If “RT” displays “M”, it means multiple/both route indicators received input.

                                     APU102



MAIN STREET             MP: 0000.7   Station 00700   Reader 1


SEQ   DATE      TIME  RPT  LEAD ENG  DIR RT MPH  AXLES  CARS  TAGS  LEN(FT)
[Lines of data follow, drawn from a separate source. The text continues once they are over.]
PR #155, opened 2023-04-05
esp_lvgl_port: Add support for USB HID mouse/keyboard as an input dev…

espzav:
This is the implementation of the USB HID component to LVGL port (using keayboard and mouse). Before register mouse or keyboard, there must be initialized USB. 
I have prepared very simple example with mouse and keyboard with esp32_s3_usb_otg BSP. I tested it on 7" screen too.  

This PR waiting for hid component (after it will be added to component registry, it can be finished)


espzav:
Example "esp-bsp\examples\display_usb_hid" usage:
Copy `hid` and `esp_lvgl_port` components into components.
Add "hid" into CMakeLists.txt into `REQUIRES`.

tore-espressif:
USB Host HID driver released https://components.espressif.com/components/espressif/usb_host_hid

espzav:
@tore-espressif PTAL
example is here: https://github.com/espressif/esp-bsp/tree/example/usb_hid/examples/display_usb_hid

components/esp_lvgl_port/README.md
```diff
@@ -152,6 +152,43 @@ Add buttons input to the LVGL. It can be called more times for adding more butto
 
 **Note:** When you use navigation buttons for control LVGL objects, these objects must be added to LVGL groups. See [LVGL documentation](https://docs.lvgl.io/master/overview/indev.html?highlight=lv_indev_get_act#keypad-and-encoder) for more info.
 
+### Add USB HID keyboard and mouse input
+
+Add mouse and keyboard input to the LVGL. This feature is available only when the component `espressif/hid` was added into the project.
```
tore-espressif, line 157:
```suggestion
Add mouse and keyboard input to the LVGL. This feature is available only when the component `espressif/usb_host_hid` was added into the project.
```

components/esp_lvgl_port/esp_lvgl_port.c
```diff
@@ -784,6 +916,323 @@ static void lvgl_port_btn_up_handler(void *arg, void *arg2)
...
+    esp_err_t ret;
+
+    /* USB HID is already initialized */
+    if (lvgl_port_ctx.hid_ctx.task) {
+        return &lvgl_port_ctx.hid_ctx;
+    }
+
+    /* USB HID host driver config */
+    const hid_host_driver_config_t hid_host_driver_config = {
+        .create_background_task = true,
```
tore-espressif, line 931: Now we have 3 tasks to handle HID events:
1. USB Host library task (must be present in the application)
2. HID driver task
3. LVGL/HID glue task

I hope that 2 and 3 can be combined. Could you please help with this @roma-jam?

roma-jam: Hey @espzav, @tore-espressif 
Yes, there is an option to decrease the task creation and merging tasks 2 and 3 with the following steps: 
1. Use the `create_background_task = false` in config during the `hid_host_install()`
2. After this, we need to call `esp_err_t hid_host_handle_events(uint32_t timeout_ms)` from some task, I assume that could be the LVGL/HID glue task. 

Hope that can help.
If there is anything else, I am ready to help, just poke me.

components/esp_lvgl_port/esp_lvgl_port.c
```diff
@@ -784,6 +916,323 @@ static void lvgl_port_btn_up_handler(void *arg, void *arg2)
...
+    lvgl_port_usb_hid_ctx_t *ctx = (lvgl_port_usb_hid_ctx_t *)arg;
+    hid_host_device_handle_t hid_device_handle = NULL;
+    vgl_port_usb_hid_event_t msg;
+
+    assert(ctx);
+
+    ctx->running = true;
+
+    while (ctx->running) {
+        if (xQueueReceive(ctx->queue, &msg, pdMS_TO_TICKS(50))) {
```
roma-jam, line 1116: :thinking: 
Yes, it seems that this is a good place to call both of them: 

    while (ctx->running) {
        hid_host_handle_events(pdMS_TO_TICKS(50));
        if (xQueueReceive(ctx->queue, &msg, pdMS_TO_TICKS(50))) { 
            ... 
        }
    }

components/esp_lvgl_port/esp_lvgl_port.c
igrr: What do you folks think of not creating the HID task in LVGL port layer? Given the purpose of LVGL port component, it's a bit unexpected that it would handle initialization of HID. Could we either 1) let the application initialize the HID and register some callback of BSP, or 2) move this functionality into a separate optional component, esp_lvgl_port_hid, which would encapsulate all the logic related to HID bindings to LVGL.

components/esp_lvgl_port/esp_lvgl_port.c
igrr: Could we avoid waking up the system every 50ms and block on an event indefinitely? (Using queue sets, `select` or a similar approach.)
Otherwise it will be pretty hard to make this implementation compatible with power management features such as tickless idle and automatic light sleep.

components/esp_lvgl_port/esp_lvgl_port.c
```diff
@@ -784,6 +916,323 @@ static void lvgl_port_btn_up_handler(void *arg, void *arg2)
...
+            switch (msg.event) {
+            case HID_HOST_DRIVER_EVENT_CONNECTED:
+                /* Handle mouse or keyboard */
+                if (dev.proto == HID_PROTOCOL_KEYBOARD || dev.proto == HID_PROTOCOL_MOUSE) {
+                    const hid_host_device_config_t dev_config = {
+                        .callback = lvgl_port_usb_hid_host_interface_callback,
+                        .callback_arg = ctx
+                    };
+
+                    ESP_ERROR_CHECK( hid_host_device_open(hid_device_handle, &dev_config) );
```
igrr, line 1129: I seem to remember we have introduced some helper macros for error checking in BSPs. Could we use them here, to propagate the error to the user instead of aborting?

components/esp_lvgl_port/include/esp_lvgl_port.h
```diff
@@ -228,6 +246,39 @@ lv_indev_t *lvgl_port_add_navigation_buttons(const lvgl_port_nav_btns_cfg_t *but
 esp_err_t lvgl_port_remove_navigation_buttons(lv_indev_t *buttons);
 #endif
 
+
+#if __has_include ("usb/hid_host.h")
```
igrr, line 250: I see that you are following an already established pattern, just a note about it: it seems that this #if prevents Doxygen from seeing the declaration of the function, so it's not going to be visible in the API reference, once we have it.

components/esp_lvgl_port/esp_lvgl_port.c
```diff
@@ -35,11 +43,41 @@ static const char *TAG = "LVGL";
...
+        uint32_t last_key;
+        bool     pressed;
+    } kb;
+} lvgl_port_usb_hid_ctx_t;
+
+typedef struct {
+    hid_host_device_handle_t hid_device_handle;
+    hid_host_driver_event_t event;
+    void *arg;
+} vgl_port_usb_hid_event_t;
```
igrr, line 69: Typo, "vgl"

components/esp_lvgl_port/esp_lvgl_port.c
```diff
@@ -23,6 +23,14 @@
 #include "esp_lcd_touch.h"
 #endif
 
+#if __has_include ("usb/hid_host.h")
```
igrr, line 26: Instead of repeating "had_include" a bunch of times, could we define a macro such as "WITH_USB_HID" in CMake if the HID component is present, and then check that simpler macro?

components/esp_lvgl_port/esp_lvgl_port.c
espzav: lvgl_port can be used without BSP, then we cannot use BSP error checking.

igrr: In this case, let's propagate errors to the caller, instead of aborting.

components/esp_lvgl_port/esp_lvgl_port.c
espzav: @igrr When I put `hid_host_handle_events` into this task, the `xQueueReceive` cannot be blocked indefinitely.

components/esp_lvgl_port/esp_lvgl_port.c
espzav: I wanted to return errors, but here it is in task. I can add error callback and call it here, when error occur.

components/esp_lvgl_port/esp_lvgl_port.c
espzav: I added macros into header file.

components/esp_lvgl_port/esp_lvgl_port.c
espzav: @roma-jam I tried `create_background_task = false` and call `hid_host_handle_events` from  LVGL/HID glue task. After that, the function `hid_class_request_set_idle` crashes:
```
E (5897) hid-host: Control Transfer Timeout
E (5897) hid-host: hid_control_transfer(801): Unable to HALT EP
ESP_ERROR_CHECK failed: esp_err_t 0x102 (ESP_ERR_INVALID_ARG) at 0x42009830
```

components/esp_lvgl_port/esp_lvgl_port.c
espzav: I am thinking about the tasks for USB HID and we can make new component, asi @igrr said, it can be something similar like `esp_lvgl_port` for USB HID. But I think, that the best will be put tasks inside the HID component, instead of creating new component. What do you think?

roma-jam: Personally, agreed. 
I think that we do not need a separate task at all here. The usage of event_loop can solve this problem and provide the callback which can be used easily (the same way, how the `BT` and `BLE` transport levels are work in `esp_hid`). By the way, this types of optimization (and others, which helps to save some memory) are planned and in process right now. 
As well as possibility to add layouts for a keyboards, 
 
So, the other question, is the LVGL component can be used not only USB HID, but with the bluetooth HID devices also?  
With usage of `esp_hid` component?

components/esp_lvgl_port/esp_lvgl_port.c
roma-jam: @espzav Thanks for the report. Working on it.

components/esp_lvgl_port/esp_lvgl_port.c
espzav: The bluetooth HID devices are not supported now in LVGL port. We can add it in future. 
Now, I propose leave the tasks in LVGL port like it is and change it in future, when USB HID component will be improved for better handling tasks. 
@igrr @tore-espressif What do you think?

tore-espressif: @espzav @roma-jam There are many new questions that rose from this usecase. Many of them require breaking changes and will take some time.

I'm OK with releasing it as-is for now, so we can demonstrate the feature to our users and optimize in follow-up MRs

espzav: @roma-jam Please, when is the update of the USB HID planned?

espzav:
@tore-espressif I updated and tested with example. You can test it with example from PR #250 
PTAL

tore-espressif (approved):
Thank you for the updates!

Let's merge it as it is for now.
Follow-up: Once we update HID driver with cleaner interface, we will also update this component, so the `esp_lvgl_port` does not install the HID driver

PR #156, opened 2023-04-06
lcd: add st7796 lcd driver

suda-morris:
Added ST7796 LCD driver, requested by one customer.


espzav:
@suda-morris please, is there any reason, why is this LCD driver not supported with IDF4.4? All another LCD controllers are supported for IDF4.4 and newer.
When we leave support only for >=IDF5.0, then must be modified `test_app/CMakeLists.txt` and exclude this driver from tests for IDF4.4.

components/lcd/esp_lcd_st7796/esp_lcd_st7796.c
```diff
@@ -0,0 +1,296 @@
...
+    st7796->y_gap = y_gap;
+    return ESP_OK;
+}
+
+static esp_err_t panel_st7796_disp_on_off(esp_lcd_panel_t *panel, bool on_off)
+{
+    st7796_panel_t *st7796 = __containerof(panel, st7796_panel_t, base);
+    esp_lcd_panel_io_handle_t io = st7796->io;
+    int command = 0;
+
```
espzav, line 288: If we change it to use with IDF4.4, here must be this:
```
    on_off = !on_off;
#endif
```

components/lcd/esp_lcd_st7796/esp_lcd_st7796.c
```diff
@@ -0,0 +1,296 @@
...
+    st7796->reset_level = panel_dev_config->flags.reset_active_high;
+    st7796->base.del = panel_st7796_del;
+    st7796->base.reset = panel_st7796_reset;
+    st7796->base.init = panel_st7796_init;
+    st7796->base.draw_bitmap = panel_st7796_draw_bitmap;
+    st7796->base.invert_color = panel_st7796_invert_color;
+    st7796->base.set_gap = panel_st7796_set_gap;
+    st7796->base.mirror = panel_st7796_mirror;
+    st7796->base.swap_xy = panel_st7796_swap_xy;
+    st7796->base.disp_on_off = panel_st7796_disp_on_off;
```
espzav, line 100: If we change it to use with IDF4.4, here must be this:
```
    st7796->base.disp_off = panel_ili9341_disp_on_off;
#else
    st7796->base.disp_on_off = panel_ili9341_disp_on_off;
#endif
```

components/lcd/esp_lcd_st7796/idf_component.yml
```diff
@@ -0,0 +1,5 @@
+version: "1.0.0"
+description: ESP LCD ST7796 driver
+url: https://github.com/espressif/esp-bsp/tree/master/components/lcd/esp_lcd_st7796
+dependencies:
+  idf: ">=5.0"
```
espzav, line 5: I think, that there is not reason to change to use it only with IDF5.0 and newer. I think, that it can be used in IDF4.4 too. When you change it, please, could you test it with IDF4.4?

components/lcd/esp_lcd_st7796/esp_lcd_st7796.c
```diff
@@ -0,0 +1,296 @@
...
+    if (invert_color_data) {
+        command = LCD_CMD_INVON;
+    } else {
+        command = LCD_CMD_INVOFF;
+    }
+    esp_lcd_panel_io_tx_param(io, command, NULL, 0);
+    return ESP_OK;
+}
+
+static esp_err_t panel_st7796_mirror(esp_lcd_panel_t *panel, bool mirror_x, bool mirror_y)
```
espzav, line 240: Please, did you test this driver with LVGL rotation? For example this example: `esp-bsp\examples\display_rotation`

espzav (changes requested):
@suda-morris Thank you for add this LCD driver! I left some comments and questions.

components/lcd/esp_lcd_st7796/esp_lcd_st7796.c
suda-morris: These commands are part of standard DCS (Display Command Set), and yes, the rotation can work as expect.

suda-morris:
> @suda-morris Thank you for add this LCD driver! I left some comments and questions.

Thank you @espzav for the quick review!

espzav (approved):
@suda-morris Thank you for changes! LGTM

tore-espressif (approved):

Issue #160, opened 2023-04-17
ESP-BSP allows API-breaking changes for its sub-components (BSP-301)


TT-Qt:
Selecting a specific ESP-BSP version wont protect against API-breaking changes as sub-components are allowed to fetch such changes.

https://github.com/espressif/esp-bsp/blob/bd0efea277b965123ec8252de69d815b21492d4e/esp32_s3_korvo_2/idf_component.yml#L11

tore-espressif:
Hello @TTauriainenQt , we use semantic versioning (major.minor.bugfix) for BSP components, so breaking changes should be introduced only between major versions.

The `^1` syntax allows automatic updates to new versions in this range <1.0.0; 2.0.0), so there should be no breaking change injected into your project. Have you encoutered a situtation where a breaking change was introduced unintentiaonally? We can yank the version and provide a fix.

Anyway, for production code, we recommend fixed versions of _all_ components. For example, although the latest supported version of `esp_lcd_touch_tt21100` by the Korvo2 BSP is 1.0.7 (at the time of writing), you can fix it by adding `espressif/esp_lcd_touch_tt21100: "1.0.5"` to you main `idf_component.yml` file

tore-espressif:
@espzav Seems like your https://github.com/espressif/esp-bsp/pull/150 did not update minimum required version of `esp_lcd_touch` for touch drivers that use the newly introduced API `esp_lcd_touch_register_interrupt_callback`.

Could you please release new versions of affected components? We will then remove the components with invalid dependencies list from IDF component registry, so issues like this one don't repeat.

espzav:
@tore-espressif and @TTauriainenQt I apologize for this issue. Here is the PR with fix: #161

tore-espressif:
#161 is merged and faulty versions removed from component registry.

The issue should be fixed now @TTauriainenQt

PR #161, opened 2023-04-19
esp_lcd_touch: Fixed minimum required esp_lcd_touch version.

espzav:

- [x] CI passing

# Change description
Fix for issue #160

### DIFF
--- a/components/lcd_touch/esp_lcd_touch_cst816s/idf_component.yml
+++ b/components/lcd_touch/esp_lcd_touch_cst816s/idf_component.yml
@@ -1,8 +1,8 @@
-version: "1.0.2"
+version: "1.0.2~1"
 description: ESP LCD Touch CST816S - touch controller CST816S
 url: https://github.com/espressif/esp-bsp/tree/master/components/lcd_touch/esp_lcd_touch_cst816s
 dependencies:
   idf: ">=4.4.2"
   esp_lcd_touch:
-    version: "^1.0"
+    version: "^1.0.4"
     public: true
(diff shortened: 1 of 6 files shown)


components/lcd_touch/esp_lcd_touch_cst816s/idf_component.yml
```diff
@@ -1,8 +1,8 @@
-version: "1.0.2"
+version: "1.0.3"
 description: ESP LCD Touch CST816S - touch controller CST816S
 url: https://github.com/espressif/esp-bsp/tree/master/components/lcd_touch/esp_lcd_touch_cst816s
 dependencies:
   idf: ">=4.4.2"
   esp_lcd_touch:
-    version: "^1.0"
+    version: ">=1.0.4"
```
tore-espressif, line 7: Would `^1.0.4` be safer? In case we introduce a breaking change in esp_lcd_touch v2?

components/lcd_touch/esp_lcd_touch_cst816s/idf_component.yml
```diff
@@ -1,8 +1,8 @@
-version: "1.0.2"
+version: "1.0.3"
```
tore-espressif, line 1: We could bump to `1.0.2~1` to indicate that no change in the code was made

components/lcd_touch/esp_lcd_touch_cst816s/idf_component.yml
espzav: Yes, you are right! Fixed.

PR #153, opened 2023-04-04
Examples/optimization

tore-espressif:
# ESP-BSP Pull Request checklist

- [x] CI passing

# Change description

1. Fix format warnings and remove `-Wno-format` compile flag
2. Remove few examples

We want to remove few rudimentary examples to offload the maintainers, so they can focus in improving existing examples

Closes #50

PR #163, opened 2023-04-21
fix: Leftover from https://github.com/espressif/esp-bsp/pull/153

tore-espressif:
The removed examples from https://github.com/espressif/esp-bsp/pull/153 were not removed from readmes and idf_component.yml files.

Let's wait until https://github.com/espressif/upload-components-ci-action/issues/10 is resolved before merging this


espzav (approved):
LGTM

PR #165, opened 2023-04-25
bsp: Add ESP-BOX Lite and Korvo-2 into SquareLine generator.

espzav:
Add missing boards into SquareLine generator.


tore-espressif (approved):
Thank you for the update @espzav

2775  03-21-19  11:21  Y  COMT  3830  E  1  010  0032   0008  0008   00669

2774  03-21-19  04:12  Y  COMT  3935  W  1  009  0184   0046  0046   02897

2773  03-21-19  02:54  Y  COMT  1213  W  1  009  0012   0003  0003   00200

2772  03-21-19  02:00  Y  COMT  1213  E  1  007  0012   0003  0003   00212

2771  03-21-19  00:08  Y  COMT  3931  E  1  010  0180   0045  0045   02952

2770  03-20-19  19:48  Y  COMT  3852  W  0  010  0104   0026  0026   01586

2769  03-20-19  17:37  Y  COMT  3935  W  1  009  0100   0025  0025   01500

2768  03-20-19  16:15  Y  COMT  3931  E  1  010  0012   0003  0003   00179

2767  03-20-19  15:51  Y  COMT  3852  E  0  009  0080   0020  0020   01241

2766  03-20-19  15:38  Y  COMT  3935  W  1  009  0012   0003  0003   00167

2765  03-20-19  12:18  Y  COMT  3931  E  1  010  0268   0067  0067   04753

2764  03-20-19  05:54  Y  COMT  1205  W  1  009  0028   0007  0007   00425

2763  03-20-19  03:49  Y  COMT  3935  W  1  010  0088   0022  0021   01283

2762  03-20-19  03:34  Y  COMT  1205  E  1  010  0020   0005  0005   00324

2761  03-20-19  00:17  Y  COMT  3931  E  1  011  0192   0048  0048   03227

Figure 3: Train Directory

Housekeeping

If VIO.CFG or parameters were changed, perform the parameter backup (BP) and update the mirror image (IBACKUP)

Correct any site deficiencies (presence, RFID, communications, etc.)